Et pourtant, continua Bertrand, regarde ! Il y a
une figure qui s'est élevée au-dessus de la
guerre et qui brillera pour la beauté et
l'importance
de son courage...
J'écoutais, appuyé sur un bâton, penché sur
lui, recueillant cette voix qui sortait, dans le
silence du crépuscule, d'une bouche presque
toujours silencieuse. Il cria d'une voix claire :
— Liebknecht !
Il se leva, les bras toujours croisés. Sa belle
face, aussi profondément grave qu'une face de
statue, retomba sur sa poitrine. Mais il sortit
encore une fois de son mutisme marmoréen
pour répéter :
— L'avenir ! L'avenir ! L'oeuvre de l'avenir sera
d'effacer ce présent-ci, et de l'effacer plus encore
qu'on ne pense, de l'effacer comme quelque
chose d'abominable et de honteux. Et pourtant,
ce présent, il le fallait, il le fallait ! Honte à la
gloire militaire, honte aux armées, honte au
métier de soldat, qui change les hommes tour à
tour en stupides victimes et en ignobles bourreaux.
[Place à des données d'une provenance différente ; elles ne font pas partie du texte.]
PR #1041, opened 2021-04-27
Change contact us page to tsx

GarvinH:


Stephen-ONeil (approved):
Haha, nice velocity on this 👍 

Before merging, please let CI finish and drop a screen shot of any changes in bundle stats. Want to see if there's any sort of inherent weight to even a trivial TypeScript port.

GarvinH:
image

Seems like an extra .2 mb

Stephen-ONeil:
Doesn't seem to be Typescript's fault. In fact, the contact related bundles might be a bit smaller. Instead, it seems there's some new(?) redundancy introduced with `html2canvas` showing up in two bundles now. A mystery to look in to, but not a big deal because that stuff's only reachable though clicking the button to generate a pdf for a table or panel.

GarvinH:
Gonna merge in then!

PR #1043, opened 2021-04-27
Drop lighthouse CI job

Stephen-ONeil:
I think it's been broken for a while, at least [this link](https://infobase-lhci.herokuapp.com/app/projects) from the readme doesn't work. I believe the heroku free tier is always running out of storage space on us/not being maintained. The job also flakes in CI.

Since no one checks (or can check?) the output, and since we ignore the noisy CI failures, it's not doing anything but taking up CI resources.

Stop me if I'm wrong!


Stephen-ONeil:
> So, at every stage, if a package is already installed in an ancestor node_modules folder, then it is not installed at the current location.
https://docs.npmjs.com/cli/v7/configuring-npm/folders#cycles-conflicts-and-folder-parsimony

Good to know, little gotcha to watch out for when dropping packages from the top level `package.json`.

ktw1016 (approved):
byebye lighthouse😢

Oui, honte : c'est vrai, mais c'est trop vrai,
c'est vrai dans l'éternité, pas encore pour nous.
Attention à ce que nous pensons maintenant ! Ce
sera vrai, lorsqu'il y aura toute une vraie bible.
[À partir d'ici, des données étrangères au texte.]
PR #1045, opened 2021-04-28
Displaytable to typescript

GarvinH:
Putting this on pause (incomplete).

Lodash type checks don't help the webpack checker for determining the types being used and I'm not sure why.
> var : string | Function
> _.isString(var) ? var()

string var is not callable????

A couple of hacky workarounds used because of type definition overrides.

Gonna prioritize working on the lower level files and moving those to TS first.
Also gonna work on the docs for migrating to TS.

If there's no drastic changes that occur to displaytable, this PR may be a good point to continue from. Otherwise, probably just start from the latest master commit and use this as inspiration if needed.


client/src/components/DisplayTable/DisplayTable.tsx
```diff
@@ -520,50 +574,56 @@ export class DisplayTable extends React.Component {
...
-                            col_configs_with_defaults[col_key].formatter(
+                              ) ? (
+                                <Format
+                                  type={
+                                    col_configs_with_defaults[col_key].formatter
+                                  }
+                                  content={row[col_key]}
+                                />
+                              ) : (
+                                col_configs_with_defaults[col_key].formatter(
```
ktw1016, line 608: Like Garvin was saying, getting `  No constituent of type 'string | Function' is callable` here

client/src/components/DisplayTable/DisplayTable.tsx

Ce sera vrai lorsque ce sera écrit parmi d'autres
vérités que l'épuration de l'esprit permettra de
comprendre en même temps. Nous sommes
encore perdus et exilés loin de ces époques-là.
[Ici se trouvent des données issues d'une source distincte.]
PR #1046, opened 2021-04-28
Add docs for typescript tips

GarvinH:


AlexCLeduc (approved):
Thanks! And nice progress on lodash, that'll be super helpful.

Pendant nos jours actuels, en ces moments-ci,
cette vérité n'est presque qu'une erreur, cette
parole sainte n'est qu'un blasphème !
Il eut une sorte de rire plein de résonances et
de rêves.
— Une fois, je leur ai dit que je croyais aux
prophéties — pour les faire marcher.
Je m'assis à côté de Bertrand. Ce soldat qui
avait toujours fait plus que son devoir et pourtant
survivait encore, — revêtait en ce moment
à mes yeux l'attitude de ceux qui incarnent une
haute idée morale et ont la force de se dégager
de la bousculade des contingences, et qui sont
destinés, pour peu qu'ils passent dans un éclat
d'événement, à dominer leur époque.
— J'ai toujours pensé toutes ces choses, murmurai-
je.
— Ah ! fit Bertrand.
Nous nous regardâmes sans un mot, avec un
peu de surprise et de recueillement. Après ce
grand silence, il reprit :
— Il est temps de commencer le service.
Prends ton fusil et viens.
Henri Barbusse, Le feu, Folio, pages 365 à 367
Prix Goncourt 1916.Un chef d'oeuvre. Un procès sans artifices des abominations de la "Grande Guerre"
Le début de l'engagement pacifiste d'un géant de la littérature.